# Some advice please re: Moving from Linux to FreeBSD



## adr3nal1n (May 12, 2017)

Hi,

I am considering switching from Arch Linux to FreeBSD and have the following queries I am hoping someone can help me with:

1) I have a number of HDDs in my PC that house my data, some use the XFS file system, some use the ext4 file system. I understand I should be able to at least mount the ext4 disks using "
ext4fuse /dev/diskdeviceblah /foo". Is it possible to mount the XFS disks in FreeBSD (read-only would be fine) so I may copy my data across to a new UFS2 formatted disk in FreeBSD?

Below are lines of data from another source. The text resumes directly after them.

PR #4149, opened 2025-03-13
feat: instrument dfx for telemetry

adamspofford-dfinity:


src/dfx/src/lib/telemetry.rs
```diff
@@ -93,12 +107,67 @@ impl Telemetry {
...
+        with_telemetry(|telemetry| {
+            telemetry.network_type = Some(match network.r#type {
+                NetworkTypeDescriptor::Ephemeral { .. } => {
+                    if let Some(local) = &network.local_server_descriptor {
+                        match &local.scope {
+                            LocalNetworkScopeDescriptor::Project => NetworkType::ProjectLocal,
+                            LocalNetworkScopeDescriptor::Shared { .. } => NetworkType::LocalShared,
+                        }
+                    } else {
+                        NetworkType::UnknownUrl
```
ericswanson-dfinity, line 156: Can we set this up so the only way `NetworkType::UnknownUrl` comes up is if something like `--network <url>` was passed (and did not turn out to be is_ic)?
`UnknownConfigured` should mean a network config entry with `providers` (as opposed to `bind`), also that didn't turn out to be `is_ic`.

Technically, `network.r#type` doesn't divide networks into some kind of taxonomy.  This field more describes how the canister ids are managed. You could have a local network that is persistent (though I don't know why you would), or a network with `providers` that is ephemeral. The playground has its own special handling.

Here's an attempt at identification:
- network.local_server_descriptor.is_some() - this is a local network. (comes from a config entry with `bind`)
- network.r#type is Playground - it's the playground (note this will have is_ic set too)
- network.is_ic - it's mainnet
- was passed as a url to `--network` - UnknownUrl (would probably have to indicate this in create_url_based_network_descriptor())
- UnknownConfigured otherwise (came from a config entry with `providers`, and did not turn out to be mainnet)

ericswanson-dfinity (changes requested):

e2e/tests-dfx/telemetry.bash
```diff
@@ -78,8 +80,85 @@ teardown() {
...
     assert_command jq -se '.[-101:-1] | all(.command == "identity get-principal") and length == 100' "$log"
 }
+
+@test "the last replica error is collected" {
+    dfx_new_assets
+    local log wallet
+    log=$(dfx info telemetry-log-path)
+    # explicit call, known canister
+    dfx_start
+    assert_command_fail dfx canister call ryjl3-tyaaa-aaaaa-aaaba-cai name
```
ericswanson-dfinity, line 95: Would you please add a comment here that this principal corresponds to one of the well-known canisters on the allowlist?

src/canisters/frontend/ic-asset/src/error/create_chunk.rs
```diff
@@ -6,13 +6,13 @@ use thiserror::Error;
 pub enum CreateChunkError {
     /// Failed in call to create_chunk, or in waiting for response.
     #[error("Failed to create chunk: {0}")]
-    CreateChunk(AgentError),
+    CreateChunk(#[source] AgentError),
```
ericswanson-dfinity, line 9: A change like this is also good to submit as a separate PR.

ericswanson-dfinity (changes requested):

src/canisters/frontend/ic-asset/src/error/compute_evidence.rs
```diff
@@ -32,5 +32,5 @@ pub enum ComputeEvidenceError {
 
     /// Failed to list assets in the asset canister.
     #[error("Failed to list assets: {0}")]
```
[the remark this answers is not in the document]
adamspofford-dfinity: I'd rather not introduce inconsistency into error messages with drive-by changes - if they should be restyled, they can be restyled all at once.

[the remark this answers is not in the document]
ericswanson-dfinity: That's okay, and typically what I do (in a separate PR, updating all at once).  The `: {0}` can't stay with `[source]` though.

ericswanson-dfinity (approved):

2) I currently use http://www.snapraid.it under Arch Linux to maintain a parity file (of the various XFS and ext4 disks) on a single hard disk (I am aware of ZFS in FreeBSD but am happy with snapraid and it's ability to work with independent disk volumes). Does a port or package exist for snapraid on FreeBSD? If not, is it difficult to compile one under FreeBSD from source? https://github.com/amadvance/snapraid/releases/download/v11.0/snapraid-11.0.tar.gz

Thanks very much for any help and advice.


----------



## Oko (May 12, 2017)

adr3nal1n said:


> Hi,
> 
> I am considering switching from Arch Linux to FreeBSD and have the following queries I am hoping someone can help me with:


Why? What problem are you trying to solve which requires you to run FreeBSD? If you don't like systemd just use Alpine Linux. It uses OpenRC.



adr3nal1n said:


> 1) I have a number of HDDs in my PC that house my data, some use the XFS file system, some use the ext4 file system. I understand I should be able to at least mount the ext4 disks using "
> ext4fuse /dev/diskdeviceblah /foo". Is it possible to mount the XFS disks in FreeBSD (read-only would be fine) so I may copy my data across to a new UFS2 formatted disk in FreeBSD?

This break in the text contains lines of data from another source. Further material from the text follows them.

PR #4152, opened 2025-03-15
feat: send telemetry data to backend

ericswanson-dfinity:
# Description

This draft PR contains two commits.

The first adds `dfx _send-telemetry`, not meant to be called except by dfx itself, that sends collected telemetry data to a backend.

The second adds a mechanism for deciding when to automatically call the above, with file locking to ensure correct operation even if many commands are executed at once.

Fixes https://dfinity.atlassian.net/browse/SDK-1980

# How Has This Been Tested?

Tested locally using https://github.com/rikonor/clickhouse-playground/tree/ens/dfx-events as the backend.

# Checklist:


src/dfx/src/commands/send_telemetry.rs
```diff
@@ -0,0 +1,20 @@
+use crate::lib::error::DfxResult;
+use crate::lib::telemetry::Telemetry;
+use clap::Parser;
+use url::Url;
+
+const DEFAULT_URL: &str = "https://sdk.telemetry.dfinity.network";
```
ericswanson-dfinity, line 6: maybe this should come from ToolConfig, which would allow tests to override it.

sesi200 (approved):

PR #4213, opened 2025-04-15
fix: always require stable compatible upgrades (no skip_consent)

### LINKED ISSUE #4183: BUG: A motoko upgrade should never have the option to ignore stable compatiblity errors.
The code here:

https://github.com/dfinity/sdk/blob/5a823d1107256d1334d41dc0f696d17f111a5676/src/dfx/src/lib/operations/canister/install_canister.rs#L115

is dangerous because it permits the user ignore any stable compatibility errors which may lead to loss of data.

This is more dangerous than ignoring the candid compatibility error, because users can always fix the candid interface with an upgrade, but once data is lost, it's gone or corrupted forever.

Is it possible to skip/ask for consent on stable compatibility warnings only but never, ever ignore stable compatibility errors?

@luc-blaeser - do you agree with proposal?

crusso:
# Description

dfx currently allows you to upgrade a Motoko canister even if it could result in stable variable data loss. 
The check for stable compatibility is even skipped when consent is not required (`skip_consent`).

This PR hopes to make passing the check mandatory, and only allow skipping of consent for warnings.

Fixes #4183 (I hope).

Unresolved issue: since dfx deploy can deploy several canisters, ideally none of them should be deployed if any of the canisters is stable incompatible. I'm not sure this PR achieves that but I don't know enough about dfx code to tell.

# How Has This Been Tested?

# Checklist:


luc-blaeser (approved):
I like this stricter rule

PR #766, opened 2019-11-14
switch to weakmap-based observer lookups

fkleuver:
# Pull Request

## 📖 Description

This PR:
- Is a **BREAKING CHANGE**: the `$observers` property no longer exists on binding contexts (or any object with observed properties for that matter)
- Uses weakmap lookups instead of directly creating an `$observers` property on each object
- Exposes new APIs for managing cached observers: `getObserver`, `setObserver`, `hasObserver`
- Should improve starup performance in the majority cases due to fewer total objects created: a global map keeps a weakmap per property name, rather than per object. Also helps the garbage collector out and reduces polymorphism
- Cleans up a bunch of messy types that were related to the `ObserversLookup`


AureliaEffect:
JS Framework Benchmark: https://35352-121594173-gh.circle-artifacts.com/0/home/circleci/repo/test/js-framework-benchmark/webdriver-ts-results/table.html

AureliaEffect:
JS Framework Benchmark: https://35421-121594173-gh.circle-artifacts.com/0/home/circleci/repo/test/js-framework-benchmark/webdriver-ts-results/table.html

fkleuver:
Abandoning this for now because it's not an urgent concern and probably needs more work and tests. Memory leak discovered recently was already fixed anyway.

AureliaEffect:
JS Framework Benchmark: https://35686-121594173-gh.circle-artifacts.com/0/home/circleci/repo/test/js-framework-benchmark/webdriver-ts-results/table.html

I am not familiar with Arch but both RedHat 7 and Ubuntu 16.04 LTS has so-so support for ZFS. I would use one of those two systems to move the data to ZFS then export such ZFS pool and then import it into FreeBSD. FreeBSD version of ZFS is more advanced but ZFS is backward compatible.




adr3nal1n said:


> 2) I currently use http://www.snapraid.it under Arch Linux to maintain a parity file (of the various XFS and ext4 disks) on a single hard disk (I am aware of ZFS in FreeBSD but am happy with snapraid and it's ability to work with independent disk volumes). Does a port or package exist for snapraid on FreeBSD? If not, is it difficult to compile one under FreeBSD from source? https://github.com/amadvance/snapraid/releases/download/v11.0/snapraid-11.0.tar.gz
> https://github.com/amadvance/snapraid/releases/download/v11.0/snapraid-11.0.tar.gz
> Thanks very much for any help and advice.

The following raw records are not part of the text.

PR #770, opened 2019-11-14
chore: update and unpin http-server

BBosman:
# Pull Request

## 📖 Description

Update and unpin `http-server`.

### 🎫 Issues

n/a

## 👩‍💻 Reviewer Notes

<https://www.npmjs.com/advisories/830/versions> was fixed and `http-server` updated to the fixed version, so no more need for pinning.

## 📑 Test Plan

CircleCI.

## ⏭ Next Steps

I have to repeat my  questions. Why? What problem are you trying to solve which requires you to run FreeBSD? If you like SnapRAID why don't you stick with Arch. FreeBSD softraid is all but barely usable in production comparing to Linux softraid (It doesn't support RAID 6 and I am not sure it supports RAID 10). FreeBSD people either use ZFS or Hardware RAID.


----------



## abishai (May 12, 2017)

Oko said:


> Why?


And why not? Actually, I migrated from Arch linux as well. It was too complex for me. I got tired tinkering the system and not using it, eventually.



adr3nal1n said:


> Is it possible to mount the XFS disks in FreeBSD (read-only would be fine)


Yes, FreeBSD supports XFS in r/w mode with the help of sysutils/xfsprogs



adr3nal1n said:


> Does a port or package exist for snapraid on FreeBSD?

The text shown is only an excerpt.